*** The input ***

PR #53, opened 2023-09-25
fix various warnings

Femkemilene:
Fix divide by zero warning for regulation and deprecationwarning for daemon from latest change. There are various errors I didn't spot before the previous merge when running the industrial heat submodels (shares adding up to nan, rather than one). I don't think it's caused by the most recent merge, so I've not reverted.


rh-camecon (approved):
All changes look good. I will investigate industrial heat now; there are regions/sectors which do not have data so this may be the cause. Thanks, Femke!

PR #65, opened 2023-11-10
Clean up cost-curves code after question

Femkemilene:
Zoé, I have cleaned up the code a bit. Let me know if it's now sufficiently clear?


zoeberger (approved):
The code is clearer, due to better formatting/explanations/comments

***
*** The input ***

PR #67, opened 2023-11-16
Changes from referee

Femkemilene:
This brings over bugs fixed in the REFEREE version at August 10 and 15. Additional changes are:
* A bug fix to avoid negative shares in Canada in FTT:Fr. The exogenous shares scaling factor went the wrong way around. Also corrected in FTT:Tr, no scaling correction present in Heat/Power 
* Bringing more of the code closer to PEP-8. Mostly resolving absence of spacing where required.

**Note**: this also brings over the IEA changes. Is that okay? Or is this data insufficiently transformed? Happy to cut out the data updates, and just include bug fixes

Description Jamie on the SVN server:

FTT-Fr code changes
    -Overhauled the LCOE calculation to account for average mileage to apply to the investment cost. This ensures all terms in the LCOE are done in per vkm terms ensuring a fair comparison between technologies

***

▶ _What is expected_
In the listing above, find the line containing "Fix divide by" and the line containing "The code is", then retype both and every line between them exactly, with nothing else.

▶ _Written answer_
Fix divide by zero warning for regulation and deprecationwarning for daemon from latest change. There are various errors I didn't spot before the previous merge when running the industrial heat submodels (shares adding up to nan, rather than one). I don't think it's caused by the most recent merge, so I've not reverted.


rh-camecon (approved):
All changes look good. I will investigate industrial heat now; there are regions/sectors which do not have data so this may be the cause. Thanks, Femke!

PR #65, opened 2023-11-10
Clean up cost-curves code after question

Femkemilene:
Zoé, I have cleaned up the code a bit. Let me know if it's now sufficiently clear?


zoeberger (approved):
The code is clearer, due to better formatting/explanations/comments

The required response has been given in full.